# Cyclist-involved accident during Buffalo Bicycle Classic?



## OldChipper (May 15, 2011)

When descending St. Vrain canyon into Lyons yesterday, traffic was stopped by a number of emergency vehicles just outside of town. One of the emergency workers said that it was a bike involved accident. Has anyone heard any more?


----------



## MikeBiker (Mar 9, 2003)

It might have been this motorcycle accident.

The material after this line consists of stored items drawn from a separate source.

PR #508, opened 2026-01-28
🔒️(backend) prevent mismatch mimetype between object storage and app

lunika:
## Purpose

If there is a mismatch mimetype between the object in the object storage and items in the application, this can lead to previewing files in the browser that are not allowed. We want to prevent this, the mimetype in the object storage is overridden in that case.

## Proposal

- [x] 🔒️(backend) prevent mismatch mimetype between object storage and app

### DIFF
--- a/src/backend/core/api/viewsets.py
+++ b/src/backend/core/api/viewsets.py
@@ -23,6 +23,7 @@ from django.utils.text import slugify
 
 import posthog
 import rest_framework as drf
+from botocore.exceptions import ClientError
 from corsheaders.middleware import (
     ACCESS_CONTROL_ALLOW_METHODS,
     ACCESS_CONTROL_ALLOW_ORIGIN,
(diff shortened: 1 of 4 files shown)


src/backend/core/api/viewsets.py
```diff
@@ -732,6 +733,25 @@ def upload_ended(self, request, *args, **kwargs):
 
         item.save(update_fields=["upload_state", "mimetype", "size"])
 
+        if head_response["ContentType"] != mimetype:
+            logger.info(
+                "upload_ended: content type mismatch betweeb object storage and item,"
```
NathanVss: typo "between"

src/backend/core/api/viewsets.py
```diff
@@ -732,6 +733,25 @@ def upload_ended(self, request, *args, **kwargs):
...
+                " updating from %s to %s",
+                head_response["ContentType"],
+                mimetype,
+            )
+            s3_client.copy_object(
```
NathanVss: Maybe add error handling if the copy operation raise an error for any reason?

PR #509, opened 2026-01-28
Mirror files on two buckets

lunika:
## Purpose

We want to allow the mirroring of the uploaded files between two distinct buckets that can be present in different cloud service providers.
To implement it, we created a dedicated S3 storage class inherited from the S3 storage backend. The `save` method is overridden to call a Celery task responsible for making the mirroring.
The mirroring consists of downloading the file and then re-uploading it in the other location. To maximize compatibility with storages not supporting multipart upload and/or download, we implemented it the more simple and compatible way. It is not the optimal one but with this we are mostly compatible with all storages.

## Proposal

- [x] ♻️(backend) remove usage of boto3 put_object method
- [x] ✨(backend) create a storage mirroring files on s3
- [x] ✨(backend) implement mirror_file task
- [x] ✨(backend) call mirror_file task in upload_ended viewset

### DIFF
--- a/docs/env.md
+++ b/docs/env.md
@@ -26,8 +26,6 @@ This document lists all configurable environment variables for the Drive applica
 | `AWS_S3_MIRRORING_RESPONSE_CHECKSUM_VALIDATION` | AWS S3 response checksum calculation config for the mirroring bucket | `when_supported` |
 | `AWS_STORAGE_BUCKET_NAME` | AWS S3 bucket name for file storage | `drive-media-storage` |
 | `CACHES_DEFAULT_TIMEOUT` | Default cache timeout in seconds | `30` |
-| `CELERY_BROKER_URL` | Celery broker URL for task queue | `redis://redis:6379/0` |
-| `CELERY_TASK_ROUTES` | Celery task routing configuration. Use this to route specific tasks to dedicated queues, e.g. `{"core.tasks.storage.mirror_file": {"queue": "mirror"}}` | `{}` |
 | `CORS_ALLOW_ALL_ORIGINS` | Allow all origins for CORS | `False` |
 | `CORS_ALLOWED_ORIGINS` | List of allowed origins for CORS | `[]` |
 | `CORS_ALLOWED_ORIGIN_REGEXES` | List of allowed origin regexes for CORS | `[]` |
@@ -41,6 +39,8 @@ This document lists all configurable environment variables for the Drive applica
 | `DB_PASSWORD` | Database password | `pass` |
 | `DB_PORT` | Database port | `5432` |
 | `DB_USER` | Database user | `dinum` |
+| `DJANGO_CELERY_BROKER_URL` | Celery broker URL for task queue | `redis://redis:6379/0` |
+| `DJANGO_CELERY_TASK_ROUTES` | Celery task routing configuration. Use this to route specific tasks to dedicated queues, e.g. `{"core.tasks.storage.mirror_file": {"queue": "mirror"}}` | `{}` |
 | `EMAIL_BACKEND` | Email backend for sending emails | `django.core.mail.backends.smtp.EmailBackend` |
 | `EMAIL_BRAND_NAME` | Brand name for email templates | `None` |
 | `EMAIL_FROM` | Default sender email address | `from@example.com` |
--- a/src/helm/drive/templates/_helpers.tpl
+++ b/src/helm/drive/templates/_helpers.tpl
@@ -140,15 +140,6 @@ Requires top level scope
 {{- end }}
 
 {{/*
-Full name for celery
-
-Requires top level scope
-*/}}
-{{- define "drive.celery.fullname" -}}
-{{ include "drive.fullname" . }}-celery
-{{- end }}
-
-{{/*
 Full name for the frontend
 
 Requires top level scope
--- a/src/helm/drive/templates/backend_celery_worker.yaml
+++ b/src/helm/drive/templates/backend_celery_worker.yaml
@@ -1,48 +1,50 @@
 {{- $envVars := include "drive.common.env" (list . .Values.backend) -}}
 {{- $fullName := include "drive.backend.fullname" . -}}
-{{- $component := "backend-celery-worker" -}}
+{{- range $worker := .Values.backend.celeryWorkers }}
+{{- $component := printf "backend-celery-worker-%s" $worker.name }}
+---
 apiVersion: apps/v1
 kind: Deployment
 metadata:
-  name: {{ $fullName }}-celery
-  namespace: {{ .Release.Namespace | quote }}
+  name: {{ $fullName }}-celery-{{ $worker.name }}
+  namespace: {{ $.Release.Namespace | quote }}
   annotations:
-    {{- with .Values.backend.dpAnnotations }}
+    {{- with $.Values.backend.dpAnnotations }}
     {{- toYaml . | nindent 4 }}
     {{- end }}
   labels:
-    {{- include "drive.common.labels" (list . $component) | nindent 4 }}
+    {{- include "drive.common.labels" (list $ $component) | nindent 4 }}
 spec:
-  replicas: {{ .Values.backend.celery.replicas }}
+  replicas: {{ $worker.replicas }}
   selector:
     matchLabels:
-      {{- include "drive.common.selectorLabels" (list . $component) | nindent 6 }}
+      {{- include "drive.common.selectorLabels" (list $ $component) | nindent 6 }}
   template:
     metadata:
       annotations:
-        {{- with .Values.backend.podAnnotations }}
+        {{- with $.Values.backend.podAnnotations }}
         {{- toYaml . | nindent 8 }}
         {{- end }}
       labels:
-        {{- include "drive.common.selectorLabels" (list . $component) | nindent 8 }}
+        {{- include "drive.common.selectorLabels" (list $ $component) | nindent 8 }}
     spec:
       {{- if $.Values.image.credentials }}
       imagePullSecrets:
-        - name: {{ include "drive.secret.dockerconfigjson.name" (dict "fullname" (include "drive.fullname" .) "imageCredentials" $.Values.image.credentials) }}
+        - name: {{ include "drive.secret.dockerconfigjson.name" (dict "fullname" (include "drive.fullname" $) "imageCredentials" $.Values.image.credentials) }}
       {{- end}}
-      shareProcessNamespace: {{ .Values.backend.shareProcessNamespace }}
+      shareProcessNamespace: {{ $.Values.backend.shareProcessNamespace }}
       containers:
-        {{- with .Values.backend.sidecars }}
+        {{- with $.Values.backend.sidecars }}
           {{- toYaml . | nindent 8 }}
         {{- end }}
-        - name: {{ .Chart.Name }}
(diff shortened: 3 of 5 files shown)


src/backend/drive/settings.py
NathanVss, line 1: Not sure the code matches the commit content?

NathanVss: the commit: 

```
🏗️(ds_proxy) introduce how to use ds_proxy with Drive
We want to add documentation showing how to use DS_Proxy with Drive.
With proxy is fully optionnal and is here if you want to an encryption
layer between Drive and the object storage.
```

src/backend/core/storage/s3_mirroring_storage.py
```diff
@@ -0,0 +1,18 @@
+"""S3 storage mirroring files on multiple S3 buckets."""
+
+from storages.backends.s3 import S3Storage
+
+from core.tasks.storage import mirror_file
+
+# pylint: disable=abstract-method
+
+
+class S3MirroringStorage(S3Storage):
```
NathanVss, line 10: Not sure why you created `S3MirroringStorage` and at the same time added `mirror_file.delay(item.file_key)` in upload_ended? 

I thought that the only requirement if we want to enable mirroring is to configure the storage backend in the settings to be `S3MirroringStorage` nope?

src/backend/core/tasks/storage.py
```diff
@@ -0,0 +1,65 @@
...
+            region_name=settings.AWS_S3_MIRRORING_REGION_NAME,
+            signature_version=settings.AWS_S3_MIRRORING_SIGNATURE_VERSION,
+            request_checksum_calculation=settings.AWS_S3_MIRRORING_REQUEST_CHECKSUM_CALCULATION,
+            response_checksum_validation=settings.AWS_S3_MIRRORING_RESPONSE_CHECKSUM_VALIDATION,
+        ),
+    )
+
+
+@app.task
+def mirror_file(name):
```
NathanVss: WDYT about adding a retry mecanism? ( it's built-in via the celery annotation )

src/backend/core/tasks/storage.py
```diff
@@ -0,0 +1,65 @@
...
+    mirror_bucket = settings.AWS_S3_MIRRORING_STORAGE_BUCKET_NAME
+
+    logger.info("Starting mirror of file %s to bucket %s", name, mirror_bucket)
+
+    with default_storage.open(name, mode="rb") as source_file:
+        mirror_s3_client.put_object(
+            Bucket=mirror_bucket,
+            Key=name,
+            Body=source_file,
+        )
```
NathanVss: Are you sure in case of mime type mismatch ( https://github.com/suitenumerique/drive/pull/508 ) the mirror ContentType would be aligned?

src/backend/core/tests/tasks/storage/test_mirror_file.py
```diff
@@ -0,0 +1,80 @@
...
+import pytest
+
+from core.tasks.storage import (
+    MissingMirroringConfigurationError,
+    get_mirror_s3_client,
+    mirror_file,
+)
+
+
+def test_get_mirror_s3_client_no_confif_should_raise_an_exception(settings):
```
NathanVss: typo

src/backend/core/tests/storage/test_s3_mirroring_storage.py
NathanVss, line 1: end of file name _test not needed?

src/backend/drive/settings.py
```diff
@@ -231,6 +235,43 @@ class Base(Configuration):
         environ_prefix=None,
     )
 
+    # Miroring S3 settings
```
NathanVss: "Mirroring"

src/backend/core/storage/s3_mirroring_storage.py
NathanVss: Wouldn't the explicit `mirror_file.delay(item.file_key)` in the viewset + `S3MirroringStorage` configured result in a double buggy mirroring?

lunika: It is explain in the related commit:

```
when an upload is ended, we have to call the mirror_file task. The
upload is made in the client browser so we can't use the S3 storage
class dedicated to the mirroring.
```

So, unless I'm wrong, there is no double buggy mirroring.

src/backend/core/tasks/storage.py
lunika: Good point. I will add it.

src/backend/drive/settings.py
lunika: I don't understand why this commit is here. I probably messed up my rebase with the main branch.

lunika: I removed this commit.

src/backend/core/tasks/storage.py
```diff
@@ -43,24 +41,45 @@ def get_mirror_s3_client():
...
+            Key=item_key,
             Body=source_file,
+            ContentType=mirror_task.item.mimetype,
+            Metadata=head_object["Metadata"],
         )
 
-    logger.info("Successfully mirrored file %s to bucket %s", name, mirror_bucket)
+    logger.info("Successfully mirrored file %s to bucket %s", item_key, mirror_bucket)
+    mirror_task.status = MirrorItemTaskStatusChoices.COMPLETED
+    mirror_task.save(update_fields=["status", "updated_at"])
```
NathanVss, line 108: What about a strategy to clear the mirror task in DB that are COMPLETED? Do we want to keep them forever? Or a least provide a command to clear the completed ones?

src/backend/core/models.py
```diff
@@ -1063,6 +1072,30 @@ def move(self, target, ignore_parent_numchild_update=False):
             self._meta.model.objects.filter(pk=old_parent_id).update(**update)
 
 
+class MirrorItemTask(BaseModel):
```
NathanVss, line 1048: I was wondering about the that we could use a library like https://django-celery-results.readthedocs.io/en/latest/ instead of doing our own implementation of task models. Or maybe there is a specific reason?

lunika: Yes, this table will be used to mirror the entire existing items.

src/backend/core/tasks/storage.py
```diff
@@ -69,16 +69,31 @@ def mirror_file(mirror_task_id):
...
+        botocore.exceptions.BotoCoreError,
+        botocore.exceptions.ClientError,
+    ) as exc:
+        if self.request.retries >= self.max_retries:
+            mirror_task.status = MirrorItemTaskStatusChoices.FAILED
+            mirror_task.error_details = str(exc)
+            mirror_task.save(update_fields=["status", "error_details", "updated_at"])
+            return
+
+        mirror_task.status = MirrorItemTaskStatusChoices.PENDING
```
NathanVss, line 93: nit: might maybe be useful to log the retries count, wdyt?

Dockerfile
NathanVss, line 1: nit: would be great to have theses edits in another commit

docs/s3_mirroring.md
```diff
@@ -25,4 +25,14 @@ For the second object storage, used for mirroring, you have to set this settings
...
+
+## Migrate from one bucket to the other.
+
+The mirroring feature has been developed to ease the migration from one bucket located in one cloud provider to an other bucket located in an other cloud provider. 
+
+The scenario to makge the migration is this one :
+
+- Enable the mirroring by configuring it (see documentation before). The mirrored bucket should be the future one used after the migration completed
+- Run the management command `prepare_mirroring_items_history`, its purpose is to put in the `mirror_item_task` all the existing items in order to mirror them
+- Then, run the management command `process_pending_mirror_tasks` periodically. This management commen will put in a celery queue the tasks to process by batch of 100 items. You can configure a cron to trigger this management command every 5 or 10 minutes for example. You should monitor it to determint the interval between tasks.
```
NathanVss: `command`

src/backend/core/management/commands/process_pending_mirror_tasks.py
NathanVss, line 1: Maybe I'm wrong: it seems that it is possible to trigger tasks that are already being retried?

Even if it is the case it shouldn't be a big deal? As if I understand correctly this command is supposed to be sort of a last resort mecanism to start again stuck tasks?

src/backend/core/management/commands/process_pending_mirror_tasks.py
```diff
@@ -0,0 +1,49 @@
...
+
+        pending_tasks = MirrorItemTask.objects.filter(
+            status=MirrorItemTaskStatusChoices.PENDING
+        )[:slots_available]
+
+        for task in pending_tasks:
+            mirror_file.delay(task.id)
+
+        self.stdout.write(
+            f"Enqueued {pending_tasks.count()} pending mirror tasks for processing "
```
NathanVss: Edge case maybe but the `count()` could have changed between this log statement and before the for loop. Maybe use an counter in the loop?

src/backend/core/management/commands/prepare_mirroring_items_history.py
```diff
@@ -0,0 +1,64 @@
...
+        "each item that is a file."
+    )
+
+    def handle(self, *args, **options):
+        """Prepare the mirroring items history."""
+
+        self.stdout.write(self.style.SUCCESS("Preparing mirroring items history..."))
+
+        items_id = (
+            Item.objects.prefetch_related("mirror_tasks")
```
NathanVss, line 28: Is this prefetch really needed as you already check for `mirror_tasks__isnull` below?

src/backend/core/tests/commands/test_prepare_mirroring_items_history.py
```diff
@@ -0,0 +1,62 @@
...
+    ItemTypeChoices,
+    ItemUploadStateChoices,
+    MirrorItemTask,
+    MirrorItemTaskStatusChoices,
+)
+
+pytestmark = pytest.mark.django_db
+
+
+def test_prepare_mirroring_items_history_no_items():
```
NathanVss: The naming of this test is not really self explanatory imho.  Maybe "test_prepare_mirroring_items_history_no_tasks_duplication" or smth like this?

src/backend/core/admin.py
```diff
@@ -211,3 +212,38 @@ class InvitationAdmin(admin.ModelAdmin):
...
+    list_display = (
+        "id",
+        "item",
+        "status",
+        "updated_at",
+        "created_at",
+    )
+
+    list_filter = ("status",)
+    search_filter = (
```
NathanVss: `search_fields` maybe nope?

src/backend/core/admin.py
```diff
@@ -211,3 +212,38 @@ class InvitationAdmin(admin.ModelAdmin):
...
+    )
+    readonly_fields = (
+        "id",
+        "created_at",
+        "updated_at",
+    )
+    ordering = ("-created_at",)
+    actions = ("trigger_new_mirroring",)
+
+    def trigger_new_mirroring(self, request, queryset):
```
NathanVss, line 242: What if it is already processing?

src/backend/core/management/commands/prepare_mirroring_items_history.py
lunika: Needed to do the left join.

src/backend/core/admin.py
lunika: It will be reprocess. This is also the goal of this action, force reprocessing task blocked, for any reason, in processing.

Dockerfile
lunika: I moved it to the commit is should lives. And edited the body to explain why it is added here.

PR #666, opened 2026-04-14
🐛(front) set size and variant on trash navigate modal

PanchoutNathan:
## Summary
- Pass `messageType: VariantType.INFO` and `size: ModalSize.MEDIUM` to the
  trash navigate message modal so it renders with the expected styling.

## Test plan
- [ ] Navigate into a trashed file/folder and confirm the modal displays
      with the medium size and info variant.


NathanVss (approved):
Indeed it fixes the issue but imho this fix should also happen in ui-kit as there is an issue with modal without any specific messageType, the icon is still rendered as undefined, causing this ghost gap

Image

PR #668, opened 2026-04-14
⬆️(dependencies) pin pillow to v12.2.0 [SECURITY]

NathanVss:
## Summary

- Pillow 12.1.1 is flagged for CVE-2026-40192 — a FITS GZIP
  decompression bomb that can be triggered by a crafted image.
- We don't depend on pillow directly: it comes in through
  `easy_thumbnails`, which has no upper bound, so a plain version bump
  isn't an option.
- Added a `[tool.uv] constraint-dependencies` entry pinning
  `pillow>=12.2.0` so any transitive pull picks up the patched release.


src/backend/pyproject.toml
```diff
@@ -92,6 +92,14 @@ dev = [
     "types-requests==2.32.4.20260107",
 ]
 
+[tool.uv]
+constraint-dependencies = [
+    # Pin pillow above the version vulnerable to CVE-2026-40192
+    # (FITS GZIP decompression bomb). Pulled transitively via
+    # easy_thumbnails, which has no upper bound on pillow.
+    "pillow>=12.2.0",
```
qbey, line 100: Not sure we need this, since this is the purpose of the lock file.

qbey (approved):

src/backend/pyproject.toml
NathanVss: I was concerned by the fact that the next `uv lock|add|remove` would override the value in the lock file automatically 🤔 Do you think we are safe or not doing this only in the lock file?

qbey: I don't think uv would downgrade a dependency except if a lib is requiring it explicitly. I don't have a strong opinion on this, you are right in the fact that it's explicit and if some dependency tries to downgrade, it will raise directly, instead of being detected afterward. So it's a good idea ;)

> Boulder County emergency crews are working to extract a motorcyclist who went down an embankment near Colo. Highway 72 and South St. Vrain Drive in Lyons earlier this afternoon.
> 
> Trooper Nate Reid with the Colorado State Patrol said crews received a call at about 1:15 p.m. about a motorcycle that went down an embankment.
> 
> "Twenty minutes ago, they were still trying to get him out," he said at about 2 p.m.


----------



## OldChipper (May 15, 2011)

Hmmm...could be. The person asked if it was "a bike.". Emergency worker could have assumed "bike" meant motorcycle. A common confusion at least around here it seems.


----------



## tomato coupe (Nov 8, 2009)

I saw a couple of bicyclists who crashed on the descent into Lyons around 10:30a during the Buff Epic. One was just outside of town, the other was a few miles up the canyon. Both riders were up and moving around so, hopefully, they didn't suffer any serious injuries. Ambulances did respond, but that's pretty standard in an organized ride.


----------